Imam Ahmad galau dalam penjara Abbasiyah. Beliau bukannya takut mati sebab melawan doktrin Mu'tazilah yang dipromosikan rezim, yang lebih bikin ngeri adalah hukuman cambuk yang menyakitkan tapi tak mematikan. Melihat sang imam gelisah, narapidana kasus maling menasihati beliau. Si maling bilang kalau dia divonis 18.000 cambukan tapi tetap sabar. Si maling ngajak Imam Ahmad berpikir, kalau demi urusan dunia saja dia kuat dicambuk, mestinya sang imam lebih kuat bertahan karena motifnya agama. Ini penjahat tapi omongannya seperti ulama. Kadang-kadang ada yang digelari ulama tapi omongannya seperti penjahat.
Tersebab nasihat si maling, Imam Ahmad jadi mantap menghadapi hukuman.

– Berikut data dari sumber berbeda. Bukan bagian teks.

Issue #2279, opened 2021-02-12
Generic Type Is Generated Only Once Per Schema - Resulting into having Incorrect Return Types for Fields


JakubSlonka:
## Description

While using generic types in your queries/mutations, they appear only once per schema. During schema generation, only last occurrence of the generic type is kept with its underlying type, other occurences are ignored (overwritten) resulting in incorrect schema types.

The issue can be reproduced when using any of the graphql UI.

Voyager
GraphqiQl
GraphQlPlayground
Altair

### Steps to reproduce

Create Graphql Generic type 
```
 public class GeneralRequestResponseType<T, TType> : ObjectGraphType<GeneralRequestResponse<T>>
    {
        public GeneralRequestResponseType()
        {
            Name = "GenericRequestResponse";
            Field(name: "Data", type: typeof(TType), resolve: context => context.Source.Data);
            Field(name: "Messages", type: typeof(ListGraphType<StringGraphType>), resolve: context => context.Source.Messages);
        }
    }
```

Create Multiple Object Graph Types from DTOs

```
public class SomeDtoType: ObjectGraphType<SomeDto>
    {
        public SomeDtoType()
        {
            Field(x => x.Id);
            Field(x => x.SomeProperty);
        }
}

public class SomeOtherDtoType: ObjectGraphType<SomeOtherDto>
    {
        public SomeOtherDtoType()
        {
            Field(x => x.Id);
            Field(x => x.SomeOtherProperty);
        }
}
```

Use Generic Type with Multiple Graph Types In Your Query/Mutation

```
FieldAsync<GeneralRequestResponseType<SomeDto, SomeDtoType>>(
                "someDto",
                resolve: async context => await resolve);

FieldAsync<GeneralRequestResponseType<SomeOtherDto, SomeOtherDtoType>>(
                "someOtherDto",
                resolve: async context => await resolve);
```

Run Project and Access UI endpoint
See Queries and its types

### Expected result

For each field using generic type there should be generic object graph type with correct underlying object graph type

### Actual result

All fields have the same generic object graph type ( type from last occurance during generation / not respecting actual type)

### Additional Info:
This behaviour breaks all of the UIs and makes them useless for projects using GenericTypes.

I have checked the schema in GrapQlHttpMiddleware and the schema is already generated with incorrect types.

I have tracked the issue and it indeed occurs during schema type generation.

When generating _lookUp table for types, there is Union method used, which filters out duplicities. 

[...]

PR #2309, opened 2021-02-23
Test for duplicate type name for generic graph type

Shane32:
This passes both against `master` and `develop`... ???

See #2279


sungam3r:
Then just merge it in develop.

sungam3r (approved):

Shane32:
GitHub is having issues running the build checks.  I don't think there's anything wrong with the code, but better to wait until GitHub Actions is working again and we have a successful build.

Shane32:
I don't think we should have newlines within error messages.  And any uses of the newline should be platform-specific!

Imam Ahmad semenjak itu senantiasa mendoakan si maling yang telah meneguhkan perjuangannya. Saking seringnya mendoakan si maling, anaknya pun sampai heran. Saking mengherankannya, kisah ini ditulis dalam jilid kesepuluh kitab Bidayah wa Nihayah. Pertemuan Imam Ahmad dan si maling memang sebentar tapi kesannya tak lekas pudar. Begitulah, kadang ada orang yang hanya singgah tapi memberi kenangan sepanjang usia. Ea!

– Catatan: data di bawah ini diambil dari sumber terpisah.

PR #2312, opened 2021-02-23
ExecutionStrategy cleanup

Shane32:
I'd like to clean up the `ExecutionStrategy` design a bit, so everything execution-related is contained within `ExecutionStrategy`.  Please take a look.

In general, execution-related code was moved from `ExecutionHelper` and `Fields` into `ExecutionStrategy`, and methods were changed to be `protected virtual` rather than `public` or `static`.  A few methods' signatures changed a very little.  Also, `protected virtual DocumentExecuter.BuildExecutionContext` was added.

All in, this allows for a user to derive from `ExecutionOptions`, `DocumentExecuter`, `ExecutionContext` and `ExecutionStrategy`, with minimal changes to the codebase, and allows for changing nearly any part of the underlying execution process.  Most importantly, if a user finds a bug inside one of the methods, it is much easier to make a change than having most of the code statically linked together in an all-or-none approach.

Consider this example:

```cs
    class MyExecutionOptions : ExecutionOptions
    {
        public bool IgnoreDirectives { get; set; }
    }

    class MyExecutionContext : ExecutionContext
    {
        public bool IgnoreDirectives { get; set; }
    }

    class MyExecutionStrategy : ParallelExecutionStrategy
    {
        protected override bool ShouldIncludeNode(ExecutionContext context, IHaveDirectives node)
        {
            return ((MyExecutionContext)context).IgnoreDirectives || base.ShouldIncludeNode(context, node);
        }
    }

    class MyDocumentExecuter : DocumentExecuter
    {
        private IExecutionStrategy _executionStrategy;
        public MyDocumentExecuter()
        {
            _executionStrategy = new MyExecutionStrategy();
        }

        protected override ExecutionContext BuildExecutionContext(ExecutionOptions options, Document document, Operation operation, Variables variables, Metrics metrics)
        {
            var context = new MyExecutionContext
            {
                Document = document,
                Schema = options.Schema,
                RootValue = options.Root,
                UserContext = options.UserContext,

                Operation = operation,
                Variables = variables,
                Fragments = document.Fragments,
                Errors = new ExecutionErrors(),
                Extensions = new Dictionary<string, object>(),
                CancellationToken = options.CancellationToken,

                Metrics = metrics,
                Listeners = options.Listeners,
                ThrowOnUnhandledException = options.ThrowOnUnhandledException,
                UnhandledExceptionDelegate = options.UnhandledExceptionDelegate,
                MaxParallelExecutionCount = options.MaxParallelExecutionCount,
                RequestServices = options.RequestServices,

                IgnoreDirectives = ((MyExecutionOptions)options).IgnoreDirectives,
            };

            context.ExecutionStrategy = SelectExecutionStrategy(context);

            return context;
        }

        {
            return _executionStrategy;
        }
    }
```

I also cleaned up `ReadonlyResolveFieldContext` a little, providing a better `public` surface of `ExecutionStrategy`:

```cs
    /// <summary>
    /// Processes a parsed GraphQL request, resolving all the nodes and returning the result; exceptions
    /// are unhandled. Should not run any <see cref="IDocumentExecutionListener">IDocumentExecutionListener</see>s except
    /// for <see cref="IDocumentExecutionListener.BeforeExecutionStepAwaitedAsync(IExecutionContext)">BeforeExecutionStepAwaitedAsync</see>.
    /// </summary>
    public interface IExecutionStrategy
    {
        /// <summary>
        /// Executes a GraphQL request and returns the result
        /// </summary>
        /// <param name="context">The execution parameters</param>
        Task<ExecutionResult> ExecuteAsync(ExecutionContext context);

        /// <summary>
        /// Returns the children fields for a specified node.
        /// </summary>
        Fields GetSubFields(ExecutionContext executionContext, ExecutionNode executionNode);
    }
```

`GetSubFields` is still public, as it needs to be accessed by `IResolveFieldContext`, but at least now 100% of the related code is contained within the execution strategy, and can be modified at will there.

`IExecutionStrategy` holds no fields and could probably be removed.  But I left it alone, and would not remove it at this time.

I could not replace references to `ExecutionContext` with `IExecutionContext` because currently there are `internal` fields on `ExecutionContext`.  So for now I left `IExecutionContext` simply as a read-only view of `ExecutionContext`.

Another idea would be to remove `ExecutionContext` altogether; `BuildExecutionContext` becomes `BuildExecutionStrategy`.  All context-related fields are stored within the execution strategy itself.  All methods within the strategy now do not need to be passed a reference to `ExecutionContext` at all.  It would clean up the API very nicely I think, without any change to memory usage.  I did not do so within this PR; I can provide a separate PR for review.  We can still retain `IExecutionContext` for use by events and so on that require it.  Biggest negative is that it will probably complicate `SelectExecutionStrategy` a little, which is typically overridden by users.

If everything looks okay I will add migration notes.


src/GraphQL/Execution/ExecutionStrategy.cs
```diff
@@ -47,22 +47,49 @@ public virtual async Task<ExecutionResult> ExecuteAsync(ExecutionContext context
...
                 Result = context.RootValue
             };
 
-            var fields = System.Threading.Interlocked.Exchange(ref context.ReusableFields, null) ?? new Fields();
-
-            SetSubFieldNodes(context, root, fields.CollectFrom(context, rootType, context.Operation.SelectionSet));
-
-            fields.Clear();
-            System.Threading.Interlocked.CompareExchange(ref context.ReusableFields, fields, null);
+            SetSubFieldNodes(context, root);
```
Shane32, line 92: By adding the `SelectionSet` to the `RootExecutionNode`, duplicate code can be removed.

src/GraphQL/Execution/UnhandledExceptionContext.cs
```diff
@@ -10,7 +10,7 @@ public class UnhandledExceptionContext
         /// <summary>
         /// Initializes a new instance with the specified properties.
         /// </summary>
-        public UnhandledExceptionContext(ExecutionContext context, IResolveFieldContext fieldContext, Exception originalException)
+        public UnhandledExceptionContext(IExecutionContext context, IResolveFieldContext fieldContext, Exception originalException)
```
Shane32, line 13: It seemed that in this situation, a read-only view of the execution context would be appropriate.

src/GraphQL/Language/AST/Fields.cs
```diff
@@ -10,85 +10,6 @@ namespace GraphQL.Language.AST
...
-        /// <see href="http://spec.graphql.org/June2018/#sec-Field-Collection"/> and <see href="http://spec.graphql.org/June2018/#CollectFields()"/>
-        /// </summary>
-        public Fields CollectFrom(ExecutionContext context, IGraphType specificType, SelectionSet selectionSet)
-        {
-            List<string> visitedFragmentNames = null;
-            CollectFields(context, specificType.GetNamedType(), selectionSet, context.ExecutionStrategy ?? ParallelExecutionStrategy.Instance, ref visitedFragmentNames);
-            return this;
-        }
-
-        private void CollectFields(ExecutionContext context, IGraphType specificType, SelectionSet selectionSet, IExecutionStrategy strategy, ref List<string> visitedFragmentNames) //TODO: can be completely eliminated? see Fields.Add
```
Shane32, line 28: Execution-related code has been removed from `Fields`.

src/GraphQL/ResolveFieldContext/ReadonlyResolveFieldContext.cs
```diff
@@ -40,13 +40,6 @@ internal ReadonlyResolveFieldContext Reset(ExecutionNode node, ExecutionContext
             return this;
         }
 
-        private Fields GetSubFields()
-        {
-            return _executionNode.Field?.SelectionSet?.Selections?.Count > 0
-                ? new Fields().CollectFrom(_executionContext, _executionNode.FieldDefinition.ResolvedType, _executionNode.Field.SelectionSet)
-                : null;
-        }
-
```
Shane32, line 49: Moved to `ExecutionStrategy`.

src/GraphQL/Execution/Nodes/ObjectExecutionNode.cs
```diff
@@ -86,6 +86,11 @@ public override bool PropagateNull()
 
         IEnumerable<ExecutionNode> IParentExecutionNode.GetChildNodes() => SubFields ?? Enumerable.Empty<ExecutionNode>();
 
+        /// <summary>
+        /// Returns the selected fields.
+        /// </summary>
+        public virtual SelectionSet SelectionSet => Field?.SelectionSet;
```
Shane32, line 92: Adding this member simplified `ExecutionStrategy.SetSubFieldNodes`.  No additional memory requirements here, but one more field in `RootExecutionNode`.

src/GraphQL/Execution/IExecutionStrategy.cs
```diff
@@ -17,8 +17,8 @@ public interface IExecutionStrategy
         Task<ExecutionResult> ExecuteAsync(ExecutionContext context);
 
         /// <summary>
-        /// This methods allows you to control the set of fields that the strategy will execute.
+        /// Returns the children fields for a specified node.
         /// </summary>
-        bool ShouldIncludeNode(ExecutionContext context, IHaveDirectives directives);
+        Fields GetSubFields(ExecutionContext executionContext, ExecutionNode executionNode);
```
Shane32, line 22: This seemed better to me. It simplifies `ReadonlyResolveFieldContext` and only exposes a method to retrieve the subfields, rather than a method with implementation details (requiring all of `CollectFrom` to be `static`, and hence unable to be changed my a derived execution strategy).

src/GraphQL/Execution/ExecutionStrategy.cs
```diff
@@ -134,13 +177,131 @@ private void SetSubFieldNodes(ExecutionContext context, ObjectExecutionNode pare
...
+
+            fields.Clear();
+            System.Threading.Interlocked.CompareExchange(ref context.ReusableFields, fields, null);
+        }
+
+        /// <summary>
+        /// Returns a <see cref="FieldType"/> for the specified AST <see cref="Field"/> within a specified parent
+        /// output graph type within a given schema. For meta-fields, returns the proper meta-field field type.
+        /// </summary>
+        protected virtual FieldType GetFieldDefinition(ISchema schema, IObjectGraphType parentType, Field field)
```
Shane32, line 189: Moved from `ExecutionHelper`; no changes.  I think it belongs here, unless there is a reason this method would be needed outside of the execution strategy.

src/GraphQL/Execution/ExecutionStrategy.cs
```diff
@@ -134,13 +177,131 @@ private void SetSubFieldNodes(ExecutionContext context, ObjectExecutionNode pare
...
+            return parentType.GetField(field.Name);
+        }
+
+        /// <inheritdoc/>
+        public virtual Fields GetSubFields(ExecutionContext context, ExecutionNode node)
+        {
+            return node.Field?.SelectionSet?.Selections?.Count > 0
+                ? CollectFieldsFrom(context, node.FieldDefinition.ResolvedType, node.Field.SelectionSet)
+                : null;
+        }
```
Shane32, line 218: Moved from `ReadonlyResolveFieldContext`

src/GraphQL/Execution/ExecutionStrategy.cs
```diff
@@ -134,13 +177,136 @@ private void SetSubFieldNodes(ExecutionContext context, ObjectExecutionNode pare
...
+        /// <param name="fields">A list to append the collected list of fields to; if null, a new list will be created.</param>
+        /// <returns>A list of collected fields</returns>
+        protected virtual Fields CollectFieldsFrom(ExecutionContext context, IGraphType specificType, SelectionSet selectionSet, Fields fields = null)
+        {
+            fields ??= new Fields();
+            List<string> visitedFragmentNames = null;
+            CollectFields(context, specificType.GetNamedType(), selectionSet, fields, ref visitedFragmentNames);
+            return fields;
+
+            void CollectFields(ExecutionContext context, IGraphType specificType, SelectionSet selectionSet, Fields fields, ref List<string> visitedFragmentNames) //TODO: can be completely eliminated? see Fields.Add
```
Shane32, line 240: Moved from `Fields` (previously in `ExecutionHelper`).  I think it belongs here, as execution-related code, rather than in `ExecutionHelper` as a static method, or in `Fields`, which should be a simple collection class.

src/GraphQL/Execution/ExecutionStrategy.cs
```diff
@@ -134,13 +177,136 @@ private void SetSubFieldNodes(ExecutionContext context, ObjectExecutionNode pare
...
+            }
+        }
+
+        /// <summary>
+        /// This method calculates the criterion for matching fragment definition (spread or inline) to a given graph type.
+        /// This criterion determines the need to fill the resulting selection set with fields from such a fragment.
+        /// <br/><br/>
+        /// <see href="http://spec.graphql.org/June2018/#DoesFragmentTypeApply()"/>
+        /// </summary>
+        protected virtual bool DoesFragmentConditionMatch(ExecutionContext context, string fragmentName, IGraphType type /* should be named type*/)
```
Shane32, line 280: Also moved from `Fields`.

src/GraphQL/Execution/ExecutionStrategy.cs
```diff
@@ -47,22 +47,49 @@ public virtual async Task<ExecutionResult> ExecuteAsync(ExecutionContext context
         /// </summary>
         protected abstract Task ExecuteNodeTreeAsync(ExecutionContext context, ObjectExecutionNode rootNode);
 
+        /// <summary>
+        /// Returns the root graph type for the execution -- for a specified schema and operation type.
+        /// </summary>
+        protected virtual IObjectGraphType GetOperationRootType(Document document, ISchema schema, Operation operation)
```
Shane32, line 53: Moved from `ExecutionHelper`; no changes.  Could be changed to accept `ExecutionContext` rather than `Document`, `ISchema`, and `Operation` but I did not do so.

src/GraphQL/Execution/ExecutionStrategy.cs
sungam3r, line 280: The behavior of this method is described in the specification and should not change.

src/GraphQL/Execution/ExecutionStrategy.cs
sungam3r: Why virtual?

src/GraphQL/Execution/Nodes/ObjectExecutionNode.cs
sungam3r: OK

src/GraphQL/Execution/ExecutionStrategy.cs
sungam3r: Let's change to single ExecutionContext parameter.

src/GraphQL/Execution/ExecutionStrategy.cs
sungam3r: I didn't like that either.

src/GraphQL/Execution/ExecutionStrategy.cs
Shane32: Correct; it _should_ not change.  In fact the majority of this PR _should_ not change.  The point of this PR is to allow modifications to _any_ part of the execution strategy, regardless of whether it meets spec or not.

src/GraphQL/Execution/ExecutionStrategy.cs
Shane32: The point of this PR is to allow modifications to any part of the execution strategy, regardless of the reason.

What if we needed to override the meta field to properly support the `@oneOf` directive (specifically, the new `oneField` field on `__Type`)?  That doesn't meet spec, but may be something someone wants to support.  With this change, you could change what graph type is returned without changing any other part of the code.

I'm not saying it is necessary in that case, but it is a good example of a situation where could be necessary to change this method.

src/GraphQL/Execution/ExecutionHelper.cs
```diff
@@ -10,65 +10,6 @@ namespace GraphQL.Execution
     /// </summary>
     public static class ExecutionHelper
```
sungam3r, line 11: Only two methods left in `ExecutionHelper`. I wouldn't say they belong to "execution" stage 100%.

src/GraphQL/Execution/DocumentExecuter.cs
```diff
@@ -263,6 +241,38 @@ await listener.AfterExecutionAsync(context)
...
+            var context = new ExecutionContext
+            {
+                Document = document,
+                Schema = options.Schema,
+                RootValue = options.Root,
+                UserContext = options.UserContext,
+
+                Operation = operation,
+                Variables = variables,
+                Fragments = document.Fragments,
```
sungam3r, line 258: Let's remove `Fragments` property from `ExecutionContext` and `IResolveFieldContext`.  For some reason I missed it last time.

src/GraphQL/Execution/DocumentExecuter.cs
```diff
@@ -263,6 +241,38 @@ await listener.AfterExecutionAsync(context)
...
+                Errors = new ExecutionErrors(),
+                Extensions = new Dictionary<string, object>(),
```
sungam3r, line 260: Also I suggest to remove this initialization line. Anyone who needs extensions can now override `BuildExecutionContext` ans set it.

src/GraphQL/Execution/DocumentExecuter.cs
Shane32: I'll separately do a pair of PRs for this, after this is merged.

src/GraphQL/Execution/DocumentExecuter.cs
Shane32: I'll separately do a PR for this after this PR is merged.

src/GraphQL/Execution/ExecutionStrategy.cs
```diff
@@ -134,13 +177,136 @@ private void SetSubFieldNodes(ExecutionContext context, ObjectExecutionNode pare
...
+        /// fragments are executed at the same time.
+        /// <br/><br/>
+        /// <see href="http://spec.graphql.org/June2018/#sec-Field-Collection"/> and <see href="http://spec.graphql.org/June2018/#CollectFields()"/>
+        /// </summary>
+        /// <param name="context">The execution context.</param>
+        /// <param name="specificType">The graph type to compare the selection set against.</param>
+        /// <param name="selectionSet">The selection set from the document.</param>
+        /// <param name="fields">A list to append the collected list of fields to; if null, a new list will be created.</param>
+        /// <returns>A list of collected fields</returns>
+        protected virtual Fields CollectFieldsFrom(ExecutionContext context, IGraphType specificType, SelectionSet selectionSet, Fields fields = null)
```
sungam3r, line 233:
```suggestion
        protected virtual Fields CollectFieldsFrom(ExecutionContext context, IGraphType specificType, SelectionSet selectionSet, Fields fields)
```

src/GraphQL/Execution/ExecutionStrategy.cs
```diff
@@ -134,13 +177,136 @@ private void SetSubFieldNodes(ExecutionContext context, ObjectExecutionNode pare
...
+        /// Each entry in the grouped field set is a list of fields that share a response key (the alias if defined,
+        /// otherwise the field name). This ensures all fields with the same response key included via referenced
+        /// fragments are executed at the same time.
+        /// <br/><br/>
+        /// <see href="http://spec.graphql.org/June2018/#sec-Field-Collection"/> and <see href="http://spec.graphql.org/June2018/#CollectFields()"/>
+        /// </summary>
+        /// <param name="context">The execution context.</param>
+        /// <param name="specificType">The graph type to compare the selection set against.</param>
+        /// <param name="selectionSet">The selection set from the document.</param>
+        /// <param name="fields">A list to append the collected list of fields to; if null, a new list will be created.</param>
```
sungam3r, line 231:
```suggestion
        /// <param name="fields">A list to append the collected list of fields to; if <see langword="null"/>, a new list will be created.</param>
```
> A list to append

Not a list, dictionary.

Shane32:
```suggestion
        /// <param name="fields">A dictionary to append the collected list of fields to; if <see langword="null"/>, a new dictionary will be created.</param>
```

Shane32: Please confirm updated xml comment.

src/GraphQL/Language/AST/Fields.cs
```diff
@@ -10,85 +7,6 @@ namespace GraphQL.Language.AST
     /// </summary>
     public class Fields : Dictionary<string, Field>
```
sungam3r, line 8: Let's remove this class. I see only one usage of ` public void Add(Field field)`. Also anyone can call "native" `Add`/`[]` methods from dictionary ignoring "special" `Add(Field field)` method.

src/GraphQL/Execution/ExecutionHelper.cs
Shane32: Right.  `CoerceValue` is also used by the validation context.  `GetArgumentValues` is used mainly by `ReadonlyResolveFieldContext`, but also `SubscriptionExecutionStrategy`.

src/GraphQL/Language/AST/Fields.cs
Shane32: Sounds good.  I'll do it in a separate PR.

src/GraphQL/Execution/ExecutionStrategy.cs
sungam3r: Maybe we shouldn't make absolutely everything `virtual`? Some small parts can be kept private, they are fixed. I agree that it's good to make `virtual` `CollectFields` for example.

src/GraphQL/Execution/DocumentExecuter.cs
sungam3r: OK. https://github.com/graphql-dotnet/graphql-dotnet/issues/2327

src/GraphQL/Execution/ExecutionStrategy.cs
sungam3r: OK

sungam3r:
I finished the review. I have a question whether two methods should really be `virtual`. Otherwise, seems good.

Shane32:
> If someone needs to change this method, then we can make it virtual later.

That should be true in this case, since the method is `protected`.  (We are not discussing `public` vs `public virtual`.)

> I finished the review. I have a question whether two methods should really be `virtual`. Otherwise, seems good.

I think this merits further discussion.  However, I can make appropriate changes so we can merge this PR and continue progressing our other PRs towards a v4 release.

Shane32:
(I still need write migration notes.)

sungam3r:
OK. Waiting for migration notes.

sungam3r (approved):

src/GraphQL/Language/AST/Fields.cs
Shane32: #2327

Kemarin, saya bertemu dengan dosen saya ketika S1. Meski beliau mengajar saya cuma satu semester tapi kesannya sungguh ter ter ter.... Greget, kami berdua ditakdirkan wisuda bareng di program pascasarjana. Beliau lah yang ngasih saya jalan jadi dosen, memberi kesempatan untuk belajar ngajar. Sekarang kami beda kampus, tapi kenangan tak turut pupus. Terima kasih, Pak! I love you 3000.
Ah, semoga saja ada mahasiswa yang mengenang saya sebagaimana saya mengenang kebaikan beliau.